By Tim Sandle     Feb 1, 2019 in Science
For robotics to advance sufficiently to undertake a number of roles performed by humans, the ability for the robot to ‘sense’ the external environment needs to improve. As part of this, a ‘super-sensitive’ artificial skin has been developed.
The enhanced sensitivity comes via sensor which has been built to copy the sensing properties of skin to touch and to temperature. The sensor is described as ‘super-sensitive’ because it comes with several additional features, such as the ability to assess for hazards in ‘real-time’.
The development is a joint collaboration between the University of Connecticut and University of Toronto. The advancement not only helps with robotics (such as with helping prosthetic limbs to ‘feel’ and to send signals to the brain), it has the potential to be used to assist burns victim to recover.
A second feature with prosthetic limbs is having the ability to warn the person that a particular surface might be harmful, such as too hot or too cold. As well as temperature, the sensor is able to detect pressure and vibration.
These represent just the standard abilities of the skin-mimicking sensor. According to researcher Islam Mosa the sensor can do other things besides. As he tells Smart2Zero: “It would be very cool if it had abilities human skin does not. "For example, the ability to detect magnetic fields, sound waves, and abnormal behaviors."

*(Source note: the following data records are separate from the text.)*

PR #924, opened 2022-12-02
Add config command and call config command to mount airflow dirs

pankajkoti:
## Description

Currently, if Airflow home and DAGs directory are set other than the default, those
directories are needed for the execution of commands like generate and run, but those
do not get mounted in the Docker container. SQL CLI now exposes a new command - config; 
to get those values. We now use that config command from SQL CLI internally while running 
generate & run command to get values of the global directories to be mounted.
Additional, we also are adding a cobra command to expose the SQL CLI config command.

## 🎟 Issue(s)

related: https://github.com/astronomer/astro-sdk/issues/1230

## 🧪 Functional Testing

## 📸 Screenshots

## 📋 Checklist

### DIFF
--- a/cmd/sql/flow.go
+++ b/cmd/sql/flow.go
@@ -4,6 +4,7 @@ import (
 	"fmt"
 	"os"
 	"path/filepath"
+	"strings"
 
 	"github.com/astronomer/astro-cli/sql"
 	"github.com/spf13/cobra"
@@ -20,6 +21,7 @@ var (
 	noGenerateTasks   bool
 	verbose           bool
 	debug             bool
+	key               string
 )
 
 func getAbsolutePath(path string) (string, error) {
@@ -59,7 +61,7 @@ func getBaseMountDirs(projectDir string) ([]string, error) {
 	return mountDirs, nil
 }
 
-func buildFlagsAndMountDirs(projectDir string, setProjectDir, setAirflowHome, setAirflowDagsFolder bool) (flags map[string]string, mountDirs []string, err error) {
+func buildFlagsAndMountDirs(projectDir string, setProjectDir, setAirflowHome, setAirflowDagsFolder, mountGlobalDirs bool) (flags map[string]string, mountDirs []string, err error) {
 	flags = make(map[string]string)
 	mountDirs, err = getBaseMountDirs(projectDir)
 	if err != nil {
@@ -72,6 +74,17 @@ func buildFlagsAndMountDirs(projectDir string, setProjectDir, setAirflowHome, se
 			return nil, nil, err
 		}
 		flags["project-dir"] = projectDir
+	}
+
+	if mountGlobalDirs {
+		configFlags := make(map[string]string)
+		configFlags["project-dir"] = projectDir
+		configFlags["key"] = "airflow_home"
+		_, airflowHomeAbs, _ := sql.CommonDockerUtil([]string{"flow", "config"}, nil, configFlags, mountDirs, true)
+		mountDirs = append(mountDirs, strings.TrimSpace(airflowHomeAbs))
+		configFlags["key"] = "airflow_dags_folder"
+		_, airflowDagsFolderAbs, _ := sql.CommonDockerUtil([]string{"flow", "config"}, nil, configFlags, mountDirs, true)
+		mountDirs = append(mountDirs, strings.TrimSpace(airflowDagsFolderAbs))
 	}
 
 	if setAirflowHome && airflowHome != "" {
@@ -100,7 +113,7 @@ func executeCmd(cmd *cobra.Command, args []string, flags map[string]string, moun
 	if debug {
 		cmdString = slices.Insert(cmdString, 1, "--debug")
 	}
-	exitCode, err := sql.CommonDockerUtil(cmdString, args, flags, mountDirs)
+	exitCode, _, err := sql.CommonDockerUtil(cmdString, args, flags, mountDirs, false)
 	if err != nil {
 		return fmt.Errorf("error running %v: %w", cmdString, err)
 	}
@@ -112,7 +125,7 @@ func executeCmd(cmd *cobra.Command, args []string, flags map[string]string, moun
 }
 
 func executeBase(cmd *cobra.Command, args []string) error {
-	flags, mountDirs, err := buildFlagsAndMountDirs(projectDir, false, false, false)
+	flags, mountDirs, err := buildFlagsAndMountDirs(projectDir, false, false, false, false)
 	if err != nil {
 		return err
 	}
@@ -124,7 +137,7 @@ func executeInit(cmd *cobra.Command, args []string) error {
 		projectDir = args[0]
 	}
 
-	flags, mountDirs, err := buildFlagsAndMountDirs(projectDir, false, true, true)
+	flags, mountDirs, err := buildFlagsAndMountDirs(projectDir, false, true, true, false)
 	if err != nil {
 		return err
 	}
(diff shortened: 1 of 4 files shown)


sql/flow.go
```diff
@@ -141,34 +142,57 @@ func CommonDockerUtil(cmd, args []string, flags map[string]string, mountDirs []s
...
 	if err != nil {
-		return fmt.Errorf("docker container logs fetching failed %w", err)
+		return "", fmt.Errorf("docker container logs fetching failed %w", err)
 	}
 
-	if _, err := IoCopy(os.Stdout, cout); err != nil {
-		return fmt.Errorf("docker logs forwarding failed %w", err)
+	outputLogs := ""
+	if returnStdout {
+		rescueStdout := os.Stdout
```
dimberman, line 168: Could this be separated into a helper function?

dimberman (dismissed):

sql/flow.go
pankajkoti: moved it to a function.

kushalmalani (approved):

cmd/sql/flow.go
```diff
@@ -74,6 +76,17 @@ func buildFlagsAndMountDirs(projectDir string, setProjectDir, setAirflowHome, se
 		flags["project-dir"] = projectDir
 	}
 
+	if mountGlobalDirs {
+		configFlags := make(map[string]string)
+		configFlags["project-dir"] = projectDir
+		configFlags["key"] = "airflow_home"
+		_, airflowHomeAbs, _ := sql.CommonDockerUtil([]string{"flow", "config"}, nil, configFlags, mountDirs, true)
```
feluelle, line 83: We should handle the error as well as status/exit code.

cmd/sql/flow.go
```diff
@@ -74,6 +76,17 @@ func buildFlagsAndMountDirs(projectDir string, setProjectDir, setAirflowHome, se
...
+		mountDirs = append(mountDirs, strings.TrimSpace(airflowHomeAbs))
+		configFlags["key"] = "airflow_dags_folder"
+		_, airflowDagsFolderAbs, _ := sql.CommonDockerUtil([]string{"flow", "config"}, nil, configFlags, mountDirs, true)
```
feluelle, line 86: Same here.

sql/flow.go
```diff
@@ -143,35 +162,43 @@ func CommonDockerUtil(cmd, args []string, flags map[string]string, mountDirs []s
...
+	outputLogs := ""
+	if returnStdout {
+		outputLogs, err = captureStdout(cout)
+		if err != nil {
+			return statusCode, "", err
+		}
+	} else {
+		if _, err := Io().Copy(os.Stdout, cout); err != nil {
+			return statusCode, "", fmt.Errorf("docker logs forwarding failed %w", err)
+		}
```
feluelle, line 196: Since we already copy the containers stdout to the os stdout, I would suggest we read `os.Stdout` outside of the this function.

feluelle (changes requested):

sql/flow.go
pankajkoti: Returning cout instead now and dropping the usage of capturing stdout as discussed. Also, readcloser (cout) can be read only once as it acts as a stream and hence we do not copy it to stdout when we intend to return it for further usage in the calling function.

cmd/sql/flow.go
```diff
@@ -264,6 +315,21 @@ func initCommand() *cobra.Command {
...
+		Use:          "config",
+		Args:         cobra.MaximumNArgs(1),
+		RunE:         executeConfig,
+		SilenceUsage: true,
+	}
+	cmd.SetHelpFunc(executeHelp)
+	cmd.Flags().StringVar(&projectDir, "project-dir", ".", "")
+	cmd.Flags().StringVar(&environment, "env", "default", "")
+	cmd.Flags().StringVar(&key, "key", "", "")
+	cmd.MarkFlagRequired("key") //nolint:errcheck
```
feluelle, line 329: We should ideally let this through and let sql_cli handle it.
```suggestion
```

sql/flow.go
```diff
@@ -143,35 +152,37 @@ func CommonDockerUtil(cmd, args []string, flags map[string]string, mountDirs []s
...
 	if err != nil {
-		return statusCode, fmt.Errorf("docker container logs fetching failed %w", err)
+		return statusCode, nil, fmt.Errorf("docker container logs fetching failed %w", err)
 	}
 
-	if _, err := Io().Copy(os.Stdout, cout); err != nil {
-		return statusCode, fmt.Errorf("docker logs forwarding failed %w", err)
+	if !returnOutput {
+		if _, err := Io().Copy(os.Stdout, cout); err != nil {
+			return statusCode, nil, fmt.Errorf("docker logs forwarding failed %w", err)
```
feluelle, line 179: Same here

sql/flow.go
```diff
@@ -143,35 +152,37 @@ func CommonDockerUtil(cmd, args []string, flags map[string]string, mountDirs []s
...
+		}
 	}
 
 	if err := cli.ContainerRemove(ctx, resp.ID, types.ContainerRemoveOptions{}); err != nil {
-		return statusCode, fmt.Errorf("docker remove failed %w", err)
+		return statusCode, nil, fmt.Errorf("docker remove failed %w", err)
```
feluelle, line 184: and here

sql/flow.go
feluelle: Makes sense 👍

cmd/sql/flow.go
pankajkoti: yes, makes sense. Previously we had it as a flag, but have converted it to a required argument now in commit https://github.com/astronomer/astro-sdk/pull/1338/commits/b1d35465ced1484974c40abc076fec01096f72e3

sql/flow.go
```diff
@@ -143,35 +152,37 @@ func CommonDockerUtil(cmd, args []string, flags map[string]string, mountDirs []s
...
 	case err := <-errCh:
 		if err != nil {
-			return statusCode, fmt.Errorf("docker container wait failed %w", err)
+			return statusCode, nil, fmt.Errorf("docker container wait failed %w", err)
 		}
 	case status := <-statusCh:
 		statusCode = status.StatusCode
 	}
 
 	cout, err := cli.ContainerLogs(ctx, resp.ID, types.ContainerLogsOptions{ShowStdout: true, ShowStderr: true})
```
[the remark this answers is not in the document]
pankajkoti: yes, done this.

cmd/sql/flow.go
```diff
@@ -74,6 +75,40 @@ func buildFlagsAndMountDirs(projectDir string, setProjectDir, setAirflowHome, se
...
+
+		args = []string{"airflow_dags_folder"}
+		exitCode, output, err = sql.CommonDockerUtil([]string{"flow", "config"}, args, configFlags, mountDirs, true)
+		if err != nil {
+			return nil, nil, fmt.Errorf("error running %v: %w", configCommandString, err)
+		}
+		if exitCode != 0 {
+			return nil, nil, sql.DockerNonZeroExitCodeError(exitCode)
+		}
+		airflowDagsFolderAbs, err := sql.ConvertReadCloserToString(output)
```
tatiana, line 105: @pankajkoti I noticed a couple of parts o the code we're not covering with tests. Would it make sense to extract these into smaller functions and increase the test coverage? Do you have any other ideas?

pankajkoti: yes, good idea. Refactored and we have a good coverage now.

sql/flow.go
pankajkoti: we no longer use this.

jemishp (approved):
LGTM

Examples of these enhanced abilities include devising a smart multifaceted sensing platform to provide the foundation for a range of hazard preventive wearables and devices to assist with remote healthcare monitoring.
The prototype sensor has been built using a silicone tube encased in a copper wire and then filled with a fluid composed of iron oxide nanoparticles. The nanoparticles within the tube move around, which generates an electric current. Variations with the current are detected by the copper wire surrounding the tube.
When the tube is exposed to varying temperatures or when it is moved, the nanoparticles are also moved and this causes the electric signal to change. A further function is that sound waves similarly cause alterations to the nanoparticle fluid, which enables the sensor to detect vibration.
The sensor can also assess and interpret speed of movement, and it can distinguish between the different electrical signals produced by walking, running, jumping, and swimming.
The development of the sensor has been described in the journal Advanced Materials, with the paper titled “An Ultra‐Shapeable, Smart Sensing Platform Based on a Multimodal Ferrofluid‐Infused Surface.”